§ **Your task**
Please return every line of the records that contains the word "into".

§ **The input**
Issue #210, opened 2026-06-25
getMetadata().extends omits the superclass functions array — breaks inheritance-chain introspection (inherited lifecycle annotations)


jjannek:
## Summary

`getMetadata( componentInstance ).extends` exists but does **not** contain a `functions` array — the superclass's methods are missing from the inherited metadata. Lucee/ACF include the parent's `functions` (and other members) under `.extends`. This breaks any introspection that walks the inheritance chain via `metadata.extends`.

Engine: **RustCFML v0.298.0**.

## Minimal repro

`Parent.cfc`
```cfml
component {
  function pMethod(){}
}
```

`Child.cfc`
```cfml
component extends="Parent" {
  function cMethod(){}
}
```

`run.cfm`
```cfml
<cfscript>
md = getMetadata( new Child() );
writeOutput( "extends present="           & structKeyExists( md, "extends" ) );
writeOutput( " | extends.functions present=" & ( structKeyExists( md, "extends" ) ? structKeyExists( md.extends, "functions" ) : "n/a" ) );
</cfscript>
```

```
# rustcfml v0.298.0
extends present=true | extends.functions present=false

# Lucee 5
extends present=true | extends.functions present=true   (parent's pMethod listed)
```

## Why it matters

TestBox discovers inherited lifecycle hooks by recursing through `metadata.extends`:

```cfml
// testbox/system/util/Util.cfc :: getAnnotatedMethods()
if ( structKeyExists( arguments.metadata, "functions" ) ) { /* scan own */ }
if ( structKeyExists( arguments.metadata, "extends" ) ) {
    getAnnotatedMethods( arguments.annotation, arguments.metadata.extends );   // recurse into parent
}
```

Because `md.extends.functions` is absent, **annotation-based lifecycle hooks declared in a parent test case never fire** (`@beforeAll`/`@afterAll`/`@beforeEach`/`@aroundEach`). Confirmed via TestBox's own `BDDLifecycleAnnotationsTest` (which extends `ExampleParentTestCase`): the hook counter is `0`/`1` instead of the expected `4`/`8` (Lucee-green). More broadly, any framework that introspects an inheritance chain via `getMetadata().extends.functions` (ColdBox, Preside) is affected.

## Expected

`getMetadata( instance ).extends` includes the parent's `functions` (and the rest of its metadata) recursively, matching Lucee/ACF — so inheritance-chain introspection works.

alexskinner:
[...]

PR #212, opened 2026-06-26
test(oop): getMetadata self-name in ctor + ancestor functions/path on the extends chain

bpamiri:
## getMetadata fidelity: ctor-time self name + ancestor `functions`/`path` on the `extends` chain

Two related `getMetadata` gaps surfaced laddering the Wheels framework test suite on **v0.309.0**. Both are pure-CFML reflection semantics, fail on RustCFML, and pass on Lucee 7.0.4.34.

### (A) `GetMetadata(this).name` is `"Anonymous"` during the pseudo-constructor
Read from inside a component's pseudo-constructor body, `GetMetadata(this).name` returns the literal `"Anonymous"` instead of the class name. It resolves correctly *after* construction — so the engine knows the name, it just isn't populated yet when the constructor runs.

Wheels keys its promote-includes memo on this ctor-time name (`Global.cfc`), so the cache lands under `"Anonymous"` — `promoteIncludedGlobalsMemoSpec` fails with `got [Anonymous]` and an extra spurious cache entry.

### (B) `GetMetadata().extends` ancestor nodes miss `functions` and `path`
The leaf component's metadata has `functions` and `path`; its `.extends` ancestor node does not (Lucee/ACF/BoxLang populate every level of the chain). Wheels' inheritance-chain `config()`-shadow scan (`Controller.cfc::$configOverrideSkipsSuper`) walks the ancestors looking for shadowed functions, finds none, and the dev-mode "called config() without super.config()" warning never fires — `configSuperWarningSpec` fails (4 specs).

### Cross-engine results

|---|---|---|
| `GetMetadata(this).name` in ctor | `Anonymous` ❌ | `GmaCtorFixture` ✅ |
| ancestor `.extends.functions` present | `false` ❌ | `true` ✅ |
| ancestor `.extends.path` present | `false` ❌ | `true` ✅ |

### This PR
Adds `tests/oop/test_getmetadata_fidelity.cfm` (+ fixtures `GmaCtorFixture`, `GmaBaseFixture`, `GmaSubFixture`) and registers it. Validated **red on the v0.309.0 binary** (0/3) and **green on Lucee 7.0.4.34** (3/3).

### DIFF
--- a/tests/oop/GmaBaseFixture.cfc
+++ b/tests/oop/GmaBaseFixture.cfc
@@ -1,0 +1,3 @@
+component {
+	public function baseFn() {}
+}
--- a/tests/oop/GmaCtorFixture.cfc
+++ b/tests/oop/GmaCtorFixture.cfc
@@ -1,0 +1,7 @@
+component {
+	// Read the component's own metadata name DURING the pseudo-constructor.
+	variables.nameAtCtor = getMetadata(this).name;
+	public function getNameAtCtor() {
+		return variables.nameAtCtor;
+	}
+}
--- a/tests/oop/GmaSubFixture.cfc
+++ b/tests/oop/GmaSubFixture.cfc
@@ -1,0 +1,3 @@
+component extends="GmaBaseFixture" {
+	public function subFn() {}
+}
--- a/tests/oop/test_getmetadata_fidelity.cfm
+++ b/tests/oop/test_getmetadata_fidelity.cfm
@@ -1,0 +1,31 @@
+<cfscript>
+suiteBegin("getMetadata fidelity (ctor-time self name + ancestor functions/path)");
+
+// ============================================================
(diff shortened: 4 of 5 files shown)


alexskinner:
Fixed in v0.323.0 (f252e57). Gap (A) — `getMetadata(this).name` returning "Anonymous" during the pseudo-constructor — is fixed: the `this` struct built by the body bakes in the parser placeholder `__name = "Anonymous"` and was only renamed to the real class name AFTER the body returned. The VM now pushes the dotted class name onto a `constructing_component_names` stack before running the body, and getMetadata stamps it onto the in-construction component, so a ctor-time read returns the real name (the post-body rename then no-ops). Gap (B) — ancestor `.extends` nodes carrying `functions[]`/`path` — was already fixed in v0.319.0 (#210). Your test was incorporated as tests/oop/test_getmetadata_fidelity.cfm + fixtures (branch was on a stale main, so only the new files were taken). Thanks @bpamiri!

PR #9873, opened 2026-08-08
Optimize logprob computation in Transformers inference and GRPO

taking-lying-flat:
## Summary

- Vectorize `TransformersEngine` logprob post-processing with batched `topk`, gather, and host transfer operations.
- Skip GRPO old-policy logprob forwards when the rollout lifecycle is aligned with optimizer updates.
- Preserve eager old-policy logprobs only for pre-forward consumers: reward KL, teacher/OPSD paths, and enabled Liger rollout correction.
- Avoid toggling gradient checkpointing when no student inference forward is required.

## Motivation

The Transformers rollout path previously sorted the full vocabulary and synchronized individual token values to the host. GRPO also computed old-policy logprobs unconditionally, even when the policy could not change during the rollout lifecycle and the loss can reuse detached current-policy logprobs.

The new GRPO gate uses the full generation interval:

```text
steps_per_generation * sequence_parallel_size * num_iterations
```

and keeps the extra forward only when the interval can cross an optimizer update or another consumer needs old logprobs before the training forward.

## Impact

On a controlled RTX A1000 BF16 benchmark with a 33.6M-parameter Qwen2 model, batch size 4 and sequence length 512, removing the redundant old-policy forward improved effective policy-training throughput by:

- 32.5% for `num_iterations=1`
- 16.1% for `num_iterations=2`
- 8.0% for `num_iterations=4`

The improvement decreases as expected when the single old-policy forward is amortized over more training iterations.

## Validation

- `pytest -q tests/infer/test_transformers_engine_logprobs_unit.py`
- Local GRPO old-policy gate matrix: 5 tests and 5 subtests passed
- Teacher/OPSD routing suite: 27 tests passed
- `git diff --check`

### DIFF
--- a/swift/infer_engine/transformers_engine.py
+++ b/swift/infer_engine/transformers_engine.py
@@ -206,21 +206,38 @@ class TransformersEngine(InferEngine):
     @staticmethod
     def preprocess_logits(batched_logits: Optional[List[torch.Tensor]], batched_generate_ids: torch.Tensor,
                           top_logprobs: Optional[int]):
-        top_logprobs = top_logprobs or 1
         batch_size = batched_generate_ids.shape[0]
         if batched_logits is None:
             return None
-        batched_logprobs = []
-        for i in range(batch_size):
-            logprobs_list = []
-            generate_ids = batched_generate_ids[i]
-            for j, logits in enumerate(batched_logits):
-                token = generate_ids[j].item()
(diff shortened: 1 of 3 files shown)


taking-lying-flat:
Closing because this branch unintentionally included an unrelated Transformers logprobs commit. Replaced by a clean GRPO-only branch.

PR #9589, opened 2026-06-17
Fix NPU Qwen3.5 grpo bugs

addsubmuldiv:
# PR type

- [x] Bug Fix
- [ ] New Feature
- [ ] Document Updates
- [x] More Models or Datasets Support

# PR information

This PR enables **Qwen3.5 / Qwen3.5-MoE** GRPO on **NPU**, covering both **colocate** and **server** vLLM rollout paths, and documents the known limitation of **MoE fused expert LoRA** under **PEFT + Transformers 5**.

The changes are grouped into four areas:

```text
1. Qwen3.5 colocate / basic compatibility
2. vLLM-Ascend MoE weight-sync layout compatibility
3. vLLM server-mode weight synchronization compatibility
4. Documentation for PEFT MoE fused expert LoRA limitations
```

This PR only contains framework code changes and does not include local smoke scripts.

## 1. Qwen3.5 RoPE config compatibility with vLLM 0.18 + Transformers 5

Files involved:

- `swift/infer_engine/vllm_engine.py`

### Problem

Qwen3.5 depends on the config / RoPE parameter handling logic in Transformers 5. In the Qwen3.5 config path of vLLM 0.18.x, `ignore_keys_at_rope_validation` may still be passed in as a `list`; however, the Transformers 5 side treats it as a `set` and performs set operations on it, which leads to a type error.

### Fix

When creating the vLLM engine, this PR temporarily patches `PretrainedConfig.convert_rope_params_to_dict()` so that it only converts `ignore_keys_at_rope_validation` from `list` to `set` when needed.

### Upstream status

- This is a compatibility issue specific to the combination of **vLLM 0.18.x** and **Transformers 5**.
- Later vLLM releases have adjusted the related implementation in the Qwen3.5 config path.
- References:
  - https://github.com/vllm-project/vllm/issues/36411
  - https://github.com/vllm-project/vllm/pull/37338

## 2. MoE weight synchronization layout compatibility for vLLM-Ascend

Files involved:

- `swift/model/npu_patch/vllm_ascend.py`
- `swift/model/npu_patch/vllm_ascend_moe.py`
- `swift/rlhf_trainers/rollout_mixin.py`
- `swift/rlhf_trainers/utils.py`

### Problem

During GRPO training, training-side weights need to be synchronized to the vLLM rollout side. For Qwen MoE on vLLM-Ascend, MoE expert weights have backend-specific layouts:

- training-side weights may come from HF / FSDP2 / Megatron layouts;
[...]

PR #9877, opened 2026-08-10
fix(grpo): make revert_runtime_names_to_checkpoint idempotent to avoid double-expanding prefix renamings during vLLM weight sync

loveleaves:
# PR type
- [x] Bug Fix
- [ ] New Feature
- [ ] Document Updates

# PR information

## What does this PR do?

Fixes a crash in GRPO online weight sync (colocated vLLM) for models whose
transformers>=5 `WeightRenaming` rule is a **prefix substitution** — most
notably **Qwen3.5-MoE** (`qwen3_5_moe`).

`revert_runtime_names_to_checkpoint()` applies the *reversed* renaming rule
unconditionally. For prefix-anchored renames the reversed rule also matches
names that are **already in checkpoint form**, re-expanding the prefix a second
time and corrupting every parameter name. The corrupted names then fail to load
into vLLM.

GRPO training of Qwen3.5-MoE currently crashes on the first rollout weight sync
(before any optimization step), for both LoRA and full tuning:

```
KeyError: 'language_model.language_model.layers.0.mlp.experts.w13_weight'
```

## Root cause

`_build_reverse_renamings(model)` inverts each transformers `WeightRenaming` via
`reverse_transform()`. For Qwen3.5-MoE the forward rule is:

```
source: ^model.language_model   ->   target: model
```

so the reversed rule becomes:

```
^model   ->   model.language_model
```

At weight-sync time the runtime `state_dict` already carries checkpoint-form
names such as `model.language_model.layers.0.mlp.experts.gate_up_proj`. Applying
the reversed rule `^model -> model.language_model` to a name that *already*
begins with `model.language_model` matches the leading `model` and re-expands it:

```
model.language_model.layers.0...   ->   model.language_model.language_model.layers.0...
```

After vLLM's `hf_to_vllm_mapper` (`model.language_model. -> language_model.model.`)
this reaches the vLLM model as `language_model.language_model...experts.w13_weight`,
and the fused-expert loader's `params_dict[name]` lookup raises `KeyError`.

The current loop applies the reverse rule blindly, with no protection against
over-matching:

```python
new_state_dict = {}
for name, param in state_dict.items():
    try:
        new_name, _ = rename_source_key(name, reverse_renamings, [])
    except Exception:
        new_name = name
    new_state_dict[new_name] = param
return new_state_dict
```

This regression was introduced together with the function in #9572
("fix gemma4-12b weight sync"). It is correct for gemma4's 1:1 rename
(`model.vision_embedder ↔ model.embed_vision`, which is idempotent under the
reverse rule) but breaks on prefix-anchored renames.

## The fix

A legitimate runtime→checkpoint revert is **idempotent**: applying the reverse
rules to a name that is already in checkpoint form must be a no-op. We detect
over-matching by re-applying the reverse rules once — if the name keeps changing,
it was already a checkpoint name and we keep the original.

```python
new_state_dict = {}
for name, param in state_dict.items():
    try:
        new_name, _ = rename_source_key(name, reverse_renamings, [])
        # Guard against over-matching reverse rules. Prefix-anchored renamings
        # such as ``^model.language_model <-> model`` invert to
        # ``^model -> model.language_model``; that reverse rule ALSO matches
        # runtime names that are already in checkpoint form (e.g. Qwen3.5-MoE
        # ``model.language_model.layers...``), re-expanding the prefix into
        # ``model.language_model.language_model...`` and corrupting every key.
        # A genuine runtime->checkpoint revert is idempotent: re-applying the
        # reverse rules must not change the name again. If it keeps growing,
        # the name was already a checkpoint name and must be left untouched,
        # otherwise vLLM weight sync fails with KeyError on e.g.
        # 'language_model.language_model...experts.w13_weight'.
        if new_name != name:
            reapplied, _ = rename_source_key(new_name, reverse_renamings, [])
            if reapplied != new_name:
                new_name = name
    except Exception:
        new_name = name
    new_state_dict[new_name] = param
return new_state_dict
```

The change is fully localized to `revert_runtime_names_to_checkpoint()` and does
not touch the reverse-rule construction, the vLLM mapper, or the MoE weight
loaders.

## Affected file

- `swift/rlhf_trainers/utils.py` — `revert_runtime_names_to_checkpoint()`

## How was it tested?

- **Unit**: applying the reverse rule to `model.language_model.*` names is now a
  no-op (idempotent), whereas before it produced `model.language_model.language_model.*`.
- **End-to-end (CPU / meta device, no accelerator required)**: the full pipeline
  `revert_runtime_names_to_checkpoint → hf_to_vllm_mapper → AutoWeightsLoader →
  fused-expert lookup` loads every Qwen3.5-MoE weight with no `KeyError`.
  Before the fix the same pipeline raises
  `KeyError: language_model.language_model...w13_weight`.
- **Regression**: gemma4-style 1:1 renames (`embed_vision ↔ vision_embedder`) are
  unchanged — the guard only reverts names that would otherwise be over-expanded,
  and idempotent renames never trigger it.
- Repro command: `swift rlhf --rlhf_type grpo --model_type qwen3_5_moe
  --vllm_mode colocate ...` (both LoRA and full fail identically without the fix,
  confirming the bug is tuner-independent and lives in the shared weight-sync path).

## Related work (non-overlapping)

- #9572 (merged) — introduced `revert_runtime_names_to_checkpoint` for gemma4;
  did not consider prefix-anchored renames.
- #9589, #9800 (merged) — fix NPU Qwen3.5 GRPO issues in the MoE expert weight
  loaders / vLLM-Ascend patches; **neither modifies the revert loop**, so this
  bug remains present on `main`.

## Checklist

- [x] Bug reproduced on `main`
- [x] Fix is minimal and localized to `revert_runtime_names_to_checkpoint`
- [x] No behavior change for models with idempotent (1:1) renames
- [x] Fixes Qwen3.5-MoE / prefix-anchored renamed models under GRPO weight sync

### DIFF
--- a/swift/rlhf_trainers/utils.py
+++ b/swift/rlhf_trainers/utils.py
@@ -1191,6 +1191,21 @@ def revert_runtime_names_to_checkpoint(model, state_dict):
     for name, param in state_dict.items():
         try:
             new_name, _ = rename_source_key(name, reverse_renamings, [])
+            # Guard against over-matching reverse rules. Prefix-anchored
+            # renamings such as ``^model.language_model <-> model`` invert to
+            # ``^model -> model.language_model``; that reverse rule ALSO matches
+            # runtime names that are already in checkpoint form (e.g. Qwen3.5-MoE
+            # ``model.language_model.layers...``), re-expanding the prefix into
+            # ``model.language_model.language_model...`` and corrupting every key.
+            # A genuine runtime->checkpoint revert is idempotent: re-applying the
+            # reverse rules must not change the name again. If it keeps growing,
+            # the name was already a checkpoint name and must be left untouched,
+            # otherwise vLLM weight sync fails with KeyError on e.g.
+            # 'language_model.language_model...experts.w13_weight'.
+            if new_name != name:
+                reapplied, _ = rename_source_key(new_name, reverse_renamings, [])
+                if reapplied != new_name:
+                    new_name = name
         except Exception:
             new_name = name
         new_state_dict[new_name] = param


hjh0119:
let me check it

hjh0119:
can't reproduce with vllm 0.25.1 transformers 5.12.0, can you update and retry?

loveleaves:
> can't reproduce with vllm 0.25.1 transformers 5.12.0, can you update and retry?

Thanks for checking. I dug into why it reproduces for me but not for you — it's a **transformers-version issue, not a vllm one**, and the version difference is exactly what hides it.

The corruption happens in swift's `revert_runtime_names_to_checkpoint`, **before** anything reaches vLLM. That function applies the *reverse* of transformers' `WeightRenaming` rules, and the reverse rule itself changed between transformers versions.

I verified this by running the real `get_model_conversion_mapping` API on both versions (CPU-only, meta device, no XPU):

**transformers 5.12.0 (your env) — reverse rule is idempotent, no bug:**
```
fwd    : ^model\.language_model\.(.+)$              -model.\1
reverse: ^model\.(?:(?!language_model\.))(.+)$      -model.language_model.\1
runtime: model.language_model.layers.0.mlp.experts.gate_up_proj
revert : model.language_model.layers.0.mlp.experts.gate_up_proj   # no-op
```

**transformers 5.5.1 (my env, pinned by our downstream vllm_kunlun stack) — reverse rule over-matches:**
```
fwd    : model.language_model  -^model            # no anchor, no capture group
reverse: ^model                -model.language_model   # bare prefix, matches ANY 'model...'
runtime: model.language_model.layers.0.mlp.experts.gate_up_proj
revert : model.language_model.language_model.language_model.layers.0.mlp.experts.gate_up_proj   # double prefix 
```

The `5.5.1` reverse rule is a bare `^model -model.language_model`, so it re-expands runtime names that are **already** in checkpoint form. After vLLM's `hf_to_vllm_mapper` (`model.language_model. -language_model.model.`) this becomes `language_model.language_model...experts.w13_weight`, and the MoE fused-expert loader (`load_fused_expert_weights`, `params_dict[name]` with no guard) raises `KeyError`.

Two important consequences:

1. **The real fix landed in transformers itself** — 5.12.0 added a negative lookahead `(?!language_model\.)` that makes the reverse transform idempotent. That's why you can't reproduce on 5.12.0 regardless of vllm version; the corruption never happens upstream of vLLM.
2. **Dense vs MoE also matters at the vLLM layer.** Non-expert weights hit vLLM's guarded path (`if name not in params_dict: warning; continue`, silently skipped), while the MoE fused-expert loader does an unguarded `params_dict[name]` → hard `KeyError`. So a dense model may *look* fine while its weight sync is silently being dropped; only MoE surfaces it as a crash. If you tested with a dense/text model that would also explain the non-repro.

So the guard in this PR reproduces, at the swift layer, the same idempotency guarantee transformers only introduced in 5.12.0. It's a **no-op on 5.12.0** (the reverse rule is already idempotent, so the guard never triggers) and it fixes the crash for anyone pinned to older transformers (5.5.1 here).

loveleaves:
Below is my minimal reproduction script.
```python
import torch, transformers
from transformers.core_model_loading import WeightRenaming, rename_source_key
from transformers.conversion_mapping import get_model_conversion_mapping
from transformers.models.qwen3_5_moe.modeling_qwen3_5_moe import Qwen3_5MoeForConditionalGeneration
from transformers.models.qwen3_5_moe.configuration_qwen3_5_moe import Qwen3_5MoeConfig

cfg = Qwen3_5MoeConfig()
cfg.text_config.num_hidden_layers = 1
cfg.text_config.num_experts = 2
with torch.device("meta"):
    m = Qwen3_5MoeForConditionalGeneration(cfg)

conv = get_model_conversion_mapping(m, add_legacy=False)
ren = [c for c in conv if isinstance(c, WeightRenaming)]
rev = [c.reverse_transform() for c in ren[::-1]]

n = "model.language_model.layers.0.mlp.experts.gate_up_proj"
once, _ = rename_source_key(n, rev, [])
print("transformers", transformers.__version__)
print("runtime     :", n)
print("revert once :", once)
print(">>> over-match (bug):", once != n)
# 5.5.1  -> over-match=True  （double prefix, trigger KeyError）
# 5.12.0 -> over-match=False （no-op，no bug）
```

hjh0119:
Thanks for digging into this!

This looks like a defect in transformers itself rather than in swift. In v5.5 the qwen3_5_text rule was a bare renaming with no guard. Upstream fixed this in v5.6 by adding a negative lookahead (huggingface/transformers#45340, huggingface/transformers#45358).

Given that, I'd prefer to have users upgrade rather than carry a workaround in the weight-sync path. We'll also consider raising the minimum required transformers version so an older install fails fast with a clear message instead of surfacing as a KeyError here.

PR #9886, opened 2026-08-11
fix(template): keep MiMo dependencies optional

RerankerGuo:
# PR type
- [x] Bug Fix
- [ ] New Feature
- [ ] Document Updates

# PR information

MiMo-V2.5 support added `qwen_vl_utils` as a module-level import in
`swift.template.templates.mimo`. Because all template modules are registered
when `swift.template` is imported, environments without that model-specific
optional dependency could no longer import unrelated template, dataset,
inference, trainer, or export modules.

This is visible in the NPU job for #9880, where 34 test modules failed during
collection with:

```text
ModuleNotFoundError: No module named 'qwen_vl_utils'
```

The dependency is already declared in the MiMo model's `requires` list. This
change follows the existing Qwen, Llava, Dots, and Valley template pattern by
importing `fetch_image` and `fetch_video` only when MiMo media is actually
processed. MiMo users still receive the dependency error at the relevant
feature boundary, while unrelated imports remain available.

A subprocess regression test explicitly blocks every `qwen_vl_utils` import
and verifies that `swift.template` still imports successfully.

## Experiment results

Before:

```text
.venv/bin/python -m unittest tests.general.test_optional_template_dependencies
ModuleNotFoundError: No module named 'qwen_vl_utils'
FAILED (errors=1)
```

After:

```text
.venv/bin/python tests/run.py \
  --test_dir tests/general \
  --pattern test_optional_template_dependencies.py
SUCCESS (Runs=1, success=1)

.venv/bin/python -m unittest tests.general.test_model
Ran 1 test
OK

.venv/bin/pre-commit run --all-files
All hooks passed
```

The local environment does not have `qwen-vl-utils` installed, so the direct
`swift.template`, `swift.infer_engine.protocol`, and `swift.dataset` imports
also verify the real missing-dependency path.

### DIFF
--- a/swift/template/templates/mimo.py
+++ b/swift/template/templates/mimo.py
@@ -1,7 +1,6 @@
 # Copyright (c) ModelScope Contributors. All rights reserved.
 import torch
 from dataclasses import dataclass, field
-from qwen_vl_utils import fetch_image, fetch_video
 from typing import Any, Dict, List, Optional
 
 from ..base import Template
@@ -32,6 +31,8 @@ class MiMoV2Template(Template):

§ **The answer**
    getAnnotatedMethods( arguments.annotation, arguments.metadata.extends );   // recurse into parent
The changes are grouped into four areas:
into vLLM.
        # ``model.language_model.layers...``), re-expanding the prefix into
+            # ``model.language_model.layers...``), re-expanding the prefix into
Thanks for checking. I dug into why it reproduces for me but not for you — it's a **transformers-version issue, not a vllm one**, and the version difference is exactly what hides it.
Thanks for digging into this!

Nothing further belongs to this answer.